Verwer, who jokingly claimed he was at the forum representing “the dark side of the force”, took issue with the report’s claim that homeowners received a $36 billion subsidy from the government.

“That figure is a load of cobblers,” Verwer said. “The report moves from talking of theoretical taxes, then calls them subsidies, then outlays. There are no subsidies. But that line is fed to the media.”

Kelly, however, defended adding up the “generosity of the taxpayer”.

“The numbers are on government budget papers,” she said. “Sure they’re theoretical, but they are counted in the economic accounts.”

Both Verwer and Kelly agreed the tax system surrounding housing was badly designed, and both said the lack of housing supply was a crucial issue keeping home ownership out of the reach of many.

“The relationship between housing supply, economic growth and population grown has been moving out of sync,” Verwer said.

The warring duo also agreed that taxes like stamp duty made little sense, and discouraged people from selling up and moving homes to dwellings more in tune with their needs.

However, they clashed on the issue of negative gearing.

Kelly said that the policy, which allows investors to offset the loan repayments not covered by a rental income against their taxable income, acted to increase the demand for housing stock, pushing prices up, creating a “zero sum game” with taxpayers and those outside the housing market being the losers.

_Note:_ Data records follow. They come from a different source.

PR #21747, opened 2021-07-22
games-engines/openmw: collada support

DarthGandalf:


dev-games/openscenegraph-openmw/files/openscenegraph-3.6.5-use_boost_asio.patch
```diff
@@ -0,0 +1,274 @@
+diff -ruN OpenSceneGraph-OpenSceneGraph-3.6.5/CMakeLists.txt osg-my/CMakeLists.txt
+--- OpenSceneGraph-OpenSceneGraph-3.6.5/CMakeLists.txt	2020-01-31 12:03:07.000000000 +0100
++++ osg-my/CMakeLists.txt	2020-09-26 18:45:41.191099844 +0200
```
SoapGentoo, line 3: please clean up these patches

dev-games/openscenegraph-openmw/openscenegraph-openmw-3.6_p20210610.ebuild
```diff
@@ -0,0 +1,160 @@
...
+		x11-libs/cairo
+	)
+	tiff? ( media-libs/tiff:0 )
+	truetype? ( media-libs/freetype:2 )
+	vnc? ( net-libs/libvncserver )
+	xrandr? ( x11-libs/libXrandr )
+	zlib? ( sys-libs/zlib )
+"
+DEPEND="${RDEPEND}
+	>=dev-libs/boost-1.37.0:*
```
SoapGentoo, line 80: not relevant anymore? (the lower bound and slot specifier)

SoapGentoo (changes requested):

dev-games/openscenegraph-openmw/files/openscenegraph-3.6.5-use_boost_asio.patch
```diff
@@ -0,0 +1,274 @@
...
+@@ -764,7 +764,7 @@
+     FIND_PACKAGE(DirectInput)
+     FIND_PACKAGE(NVTT)
+     IF (NOT WIN32)
+-        FIND_PACKAGE(Asio)
++        FIND_PACKAGE(Boost)
+     ENDIF()
+     FIND_PACKAGE(ZeroConf)
+ 
+diff -ruN OpenSceneGraph-OpenSceneGraph-3.6.5/CMakeModules/FindAsio.cmake osg-my/CMakeModules/FindAsio.cmake
```
thesamesam, line 13: Do we need all this diff slime?

dev-games/openscenegraph-openmw/files/openscenegraph-3.6.5-use_boost_asio.patch
```diff
@@ -0,0 +1,274 @@
...
+--- OpenSceneGraph-OpenSceneGraph-3.6.5/CMakeModules/FindAsio.cmake	2020-01-31 12:03:07.000000000 +0100
```
thesamesam, line 14: Not using the same base.

dev-games/openscenegraph-openmw/openscenegraph-openmw-3.6_p20210610.ebuild
thesamesam, line 80: :*? And such an old lower bound?

dev-games/openscenegraph-openmw/openscenegraph-openmw-3.6_p20210610.ebuild
```diff
@@ -0,0 +1,160 @@
...
+	)
+	if use examples; then
+		mycmakeargs+=(
+			$(cmake_use_find_package fltk FLTK)
+			$(cmake_use_find_package fox FOX)
+			$(cmake_use_find_package glut GLUT)
+			$(cmake_use_find_package wxwidgets wxWidgets)
+		)
+	fi
+	if use lua; then
```
thesamesam, line 148:
```suggestion

	if use lua; then
```

dev-games/openscenegraph-openmw/openscenegraph-openmw-3.6_p20210610.ebuild
```diff
@@ -0,0 +1,160 @@
...
+		$(cmake_use_find_package sdl2 SDL2)
+		$(cmake_use_find_package svg RSVG)
+		$(cmake_use_find_package tiff TIFF)
+		$(cmake_use_find_package truetype Freetype)
+		$(cmake_use_find_package vnc LibVNCServer)
+		-DOSGVIEWER_USE_XRANDR=$(usex xrandr)
+		$(cmake_use_find_package zlib ZLIB)
+		-DOSG_USE_LOCAL_LUA_SOURCE=OFF
+	)
+	if use examples; then
```
thesamesam, line 140:
```suggestion

	if use examples; then
```

games-engines/openmw/openmw-9999.ebuild
```diff
@@ -38,8 +38,8 @@ RDEPEND="${LUA_DEPS}
 	media-video/ffmpeg:=
 	>=sci-physics/bullet-2.86:=[double-precision]
 	virtual/opengl
-	osg-fork? ( dev-games/openscenegraph-openmw:=[ffmpeg,jpeg,png,sdl,svg,truetype,zlib] )
-	!osg-fork? ( >=dev-games/openscenegraph-3.5.5:=[ffmpeg,jpeg,png,sdl,svg,truetype,zlib] )
+	osg-fork? ( >=dev-games/openscenegraph-openmw-3.6:=[collada(-),ffmpeg,jpeg,png,sdl,svg,truetype,zlib] )
```
thesamesam, line 41: Can you fix the append-cxxflags below to use ESYSROOT and probably cppflags instead?

thesamesam (changes requested):

dev-games/openscenegraph-openmw/files/openscenegraph-3.6.5-use_boost_asio.patch
DarthGandalf: This was copied as is from openscenegraph ebuild.

I'll clean up there first in a separate commit.

games-engines/openmw/openmw-9999.ebuild
DarthGandalf: Yep. For now I skipped updating 0.96 to avoid revbump and rebuild for a rare case; will remove that ebuild soon after 0.97 is released anyway

mattst88:
Thanks for including the mesa/egl bits!

dev-games/openscenegraph-openmw/metadata.xml
```diff
@@ -16,10 +16,16 @@
 	<longdescription lang="en">
 		OpenSceneGraph on steroids. This fork was created to experiment with performance enhancements for OpenMW that are too controversial to be included in the general purpose OSG project - either for design reasons or backward compatibility reasons. OpenMW still works with "vanilla" OpenSceneGraph, but it is recommended to use the fork for better performance (around 10-15% on most devices). Note that the improvements are very specific to OpenMW and its animation code in particular; other OpenSceneGraph applications are not likely to see the same speed-up, or any speed-up at all if they are already GPU limited.
 	</longdescription>
+	<upstream>
+		<remote-id type="github">OpenMW/osg</remote-id>
+	</upstream>
```
ionenwks, line 21: fwiw non-openmw openscenegraph put this below `</use>`. That's also what I usually do but it doesn't really matter, just saying given seem you want to keep those in sync where possible.

dev-games/openscenegraph-openmw/openscenegraph-openmw-3.6_p20210610.ebuild
```diff
@@ -0,0 +1,162 @@
+# Copyright 1999-2021 Gentoo Authors
+# Distributed under the terms of the GNU General Public License v2
+
+EAPI=7
+
+LUA_COMPAT=( lua5-{1,2} )
```
ionenwks, line 6: lua5-2 is dead, so you can remove it like with sol2. No need to update old ebuilds but on a bump it's nice to be up to date.

I do wonder if 3 or 4 works, but CMakeLists.txt does indicate it wants 5-2 or 5-1, so it may not be safe.

dev-games/openscenegraph-openmw/openscenegraph-openmw-3.6_p20210610.ebuild
```diff
@@ -0,0 +1,162 @@
...
+
+WX_GTK_VER="3.0-gtk3"
+inherit cmake flag-o-matic lua-single wxwidgets
+
+DESCRIPTION="OpenMW-specific fork of OpenSceneGraph"
+HOMEPAGE="https://github.com/OpenMW/osg"
+MY_COMMIT="b02abe200c4847e73b887b064a89ea1758a5b733"
```
ionenwks, line 13: Just style but so variables-to-check/edit-on-bump aren't buried, I usually do MY_ stuff like:
```
inherit ...

MY_COMMIT=
MY_P=
...

DESCRIPTION=
```
Still not all the way at the top so it's not pre-inherit pollution.

dev-games/openscenegraph-openmw/openscenegraph-openmw-3.6_p20210610.ebuild
```diff
@@ -0,0 +1,162 @@
...
+SRC_URI="https://github.com/OpenMW/osg/archive/${MY_COMMIT}.tar.gz -> ${P}.tar.gz"
+S="${WORKDIR}/osg-${MY_COMMIT}"
+
+LICENSE="wxWinLL-3 LGPL-2.1"
+SLOT="0/162" # NOTE: CHECK WHEN BUMPING! Subslot is SOVERSION
+KEYWORDS="~amd64 ~x86"
+IUSE="collada curl dicom debug doc egl examples ffmpeg fltk fox gdal
+gif glut gstreamer jpeg las lua openexr openinventor osgapps pdf png
+sdl sdl2 svg tiff truetype vnc wxwidgets xrandr +zlib"
```
ionenwks, line 22: Kind of unusual so see this like this, you can indent like other variables with tabs.

dev-games/openscenegraph-openmw/openscenegraph-openmw-3.6_p20210610.ebuild
```diff
@@ -0,0 +1,162 @@
...
+DEPEND="${RDEPEND}
+	dev-libs/boost
+	x11-base/xorg-proto
+"
+
+PATCHES=(
+	"${FILESDIR}"/openscenegraph-3.6.3-cmake.patch
+	"${FILESDIR}"/openscenegraph-3.6.3-docdir.patch
+	"${FILESDIR}"/openscenegraph-3.6.5-use_boost_asio.patch
+	"${FILESDIR}"/openscenegraph-3.6.5-cmake_lua_version.patch
```
ionenwks, line 88: Could optionally migrate away from this patch using same method used in openmw-9999, not that it's as important given it's not moving -9999 target.

As chewi mentioned, these patches were done before the -D method was noticed.

dev-games/openscenegraph/openscenegraph-3.6.5-r101.ebuild
```diff
@@ -0,0 +1,162 @@
+# Copyright 1999-2021 Gentoo Authors
+# Distributed under the terms of the GNU General Public License v2
+
+EAPI=7
+
+LUA_COMPAT=( lua5-{1,2} )
+
+MY_PN="OpenSceneGraph"
+MY_P=${MY_PN}-${PV}
```
ionenwks, line 9: See what I said about MY_COMMIT wrt pre-inherit pollution, usually would only have variables marked as `@PRE_INHERIT` in eclasses there (like LUA_COMPAT and WX_GTK_VER). Not that it's a problem per-se with MY_ namespace, but well.

Also most things I said about the other ebuild apply here, so won't repeat everything.

ionenwks (commented):
Just quick ebuild look, will run build/runtime tests later but assuming nothing comes up with that I'm not seeing real non-style issues.

dev-games/openscenegraph-openmw/openscenegraph-openmw-3.6_p20210610.ebuild
DarthGandalf: The patch looks simple enough, and they are using a custom FindLua52 module anyway, instead of FindLua

ionenwks (approved):
Didn't think of that during review, so I'll amend revbump number on merge and update old ebuilds due to `egl(+)`. This should be done for all ebuilds at once rather than just latest, still with a revbump due to rdepend change.

i.e.
openscenegraph-3.6.5-r100 -> r101 (straight-to-stable with `egl(+)`)
openscenegraph-3.6.5-r110 (collada support in ~arch from this PR)

Otherwise would have to wait for new revision to be stable and old one removed to cleanup mesa's egl. Going -r110 given collada-dom isn't stable yet and don't know how long this will take for all arches, so +10 is a precaution to have a space (guess could've went -r200 but meh, I feel 10 is enough in most cases).

Anyhow looks good, I'll just do some more build checks (bit slow) and get this in soon'ish.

Verwer strongly disagreed, saying that negative gearing, while doing little to create new housing stock, did create new rental stock.

“The earnings from rent are not desirable,” he said. Faced with yields of around 4%, he argued, small and medium-sized investors needed negative gearing to make the ownership of rental stock desirable.

The tax break was used by small investors, he said, claiming that just 10% of those using negative gearing to minimise their tax earn more than $180,000 a year. Because of that deduction, there were 1.8 million homes available relatively cheaply for rent that would otherwise not be available.

“It’s not a monumental benefit anyway,” he said. “On the Grattan Institute’s numbers, it works out to $25 a week in most cases.

“Frankly, it’s the deal of the century [for the government]. If you didn’t have negative gearing, you’d have to invent it.”

But Kelly questioned whether having a high proportion of the population renting was a good thing.

For the past few decades, she said, home ownership had hovered around 70%. It’s only 68.5% overall now, she said, but the figure had plummeted among those under 45 and those on low incomes.

Today, a quarter of Australians rent. The median age of renters is 37.

Despite this, she said, there persisted an attitude that renters were layabouts and vagrants.

“The thought of renting as only a transitional thing is out-dated. People are renting further into their lifetime, and there are more children in rental households.”

Despite this, she said renters here have few rights, with Australia having some of the shortest lease terms in the world and the shortest mandated notice periods.

“Kids benefit from stability,” Kelly said. “And we restrict how much renters can have a sense of creating a home. Things like hanging up pictures, or having pets, are often not allowed.

“That’s the effect of this capital gains culture. We treat tenants almost as an accident of people using that investment instrument. But renters want to be treated with respect. They’re not just an income stream for real people living elsewhere.”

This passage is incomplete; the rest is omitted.